**YOUR OBJECTIVE:**
Only the lines that contain the string "opened" belong in the answer; pull them from the records.

**DATA FOR REVIEW:**
PR #598, opened 2022-02-16
Parse output color & time support with custom test suite name

AJIOB:
1) Adding support for colorful Unity output (with defined `UNITY_OUTPUT_COLOR` value)
2) Adding the possibility for defining custom test suite name for generated JUnit report.
3) Adding support for non-ASCII characters for correct output with other languages.
4) Adding support for test execution time parsing

### DIFF
--- a/auto/parse_output.rb
+++ b/auto/parse_output.rb
@@ -57,6 +57,10 @@ class ParseOutput
     puts 'Real test suite name will be \'' + @real_test_suite_name + '\''
   end
 
+  def xml_encode_s(s)
+    return s.encode(:xml => :attr)
+  end
+
   # If write our output to XML
   def write_xml_output
     output = File.open('report.xml', 'w')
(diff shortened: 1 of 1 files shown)


mvandervoord:
Hi Alex:

The title of this post discusses color, but your changes all seem to be towards reporting test time.

The time output is an optional output with Unity. Do these changes continue to work properly if the time isn't included?

Mark

AJIOB:
Hi Mark

As you can see, Unity-generated outputs will generate correct XML files. If you pass the `-suiteHelloWorld` flag, the default `Unity` test suite name will be replaced with `HelloWorld` in XML output.

File with 2 different outputs in 4 different forms (with/without color & with/without time) is available [here](https://github.com/ThrowTheSwitch/Unity/files/8153513/UnityDifferentOutputs.zip).

With regards,
Alex

PR #599, opened 2022-02-16
Adding test matrix feature

AJIOB:
As an analog for `TEST_CASE(...)` & `TEST_RANGE(...)`, you can use `TEST_MATRIX(...)` for defining custom test cases.

`TEST_MATRIX` macro parsing can be enabled together with `TEST_RANGE`.

Supports almost all found C & C++ literals & expressions (expect array addressing with `[]`, such as `my_arr[26]`). Also supports multiline matrixes, ranges & cases.

Examples of some tests with that usage:
```c
TEST_MATRIX([ "World", "More \"words", "than ]", "one)", NULL ], [ 5, 8, 4, 32 ])
TEST_MATRIX([
        NULL, "name",
        "name1", "2name", "33name"
    ], [4])
void test_nothing(const char *s, uint32_t b)
{
    TEST_ASSERT_NOT_NULL_MESSAGE(s, "Bad string");
    TEST_ASSERT_NOT_EQUAL_UINT32_MESSAGE(0, b, "Number is zero");
}
```

### DIFF
--- a/auto/generate_test_runner.rb
+++ b/auto/generate_test_runner.rb
@@ -167,7 +167,7 @@ class UnityTestRunnerGenerator
         ## Args with spaces (not strings or char sequences)
         ## String concatenations: "Hello" "World"
 
-        one_number_or_text_regex_string = /(?:[^"',\s\]](?:[^"',\]]*[^"',\s\]])*|(?:(?:\+\-)\s*)?\d+(?:'\d+)*)/.source
+        one_number_or_text_regex_string = /(?:[^"',\s\]](?:[^"',\]][^"',\s\]]?)*|(?:(?:\+\-)\s*)?\d+(?:'\d+)*)/.source
         one_arg_regex_string = /(?:(?:(?:#{one_number_or_text_regex_string}\s*|)"(?:[^"\\]|\\.)*")+|(?:#{one_number_or_text_regex_string}\s*|)'(?:[^'\\]|\\.)*'|(?:#{one_number_or_text_regex_string}|))\s*/.source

**RESULT FOR THIS EXERCISE:**
PR #598, opened 2022-02-16
PR #599, opened 2022-02-16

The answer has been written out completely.